• _Provided entries_:
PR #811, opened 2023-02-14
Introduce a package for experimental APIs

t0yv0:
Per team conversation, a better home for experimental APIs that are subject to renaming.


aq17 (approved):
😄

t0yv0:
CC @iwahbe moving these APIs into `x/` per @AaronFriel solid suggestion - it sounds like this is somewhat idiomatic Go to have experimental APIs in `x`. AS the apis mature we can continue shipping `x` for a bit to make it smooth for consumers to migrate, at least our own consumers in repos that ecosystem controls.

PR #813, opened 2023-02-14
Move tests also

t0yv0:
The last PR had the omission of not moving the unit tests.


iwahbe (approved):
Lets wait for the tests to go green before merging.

• _Task to carry out_: Report every line from the material above that mentions the word "iwahbe".

• _Solution for this problem_:
CC @iwahbe moving these APIs into `x/` per @AaronFriel solid suggestion - it sounds like this is somewhat idiomatic Go to have experimental APIs in `x`. AS the apis mature we can continue shipping `x` for a bit to make it smooth for consumers to migrate, at least our own consumers in repos that ecosystem controls.
iwahbe (approved):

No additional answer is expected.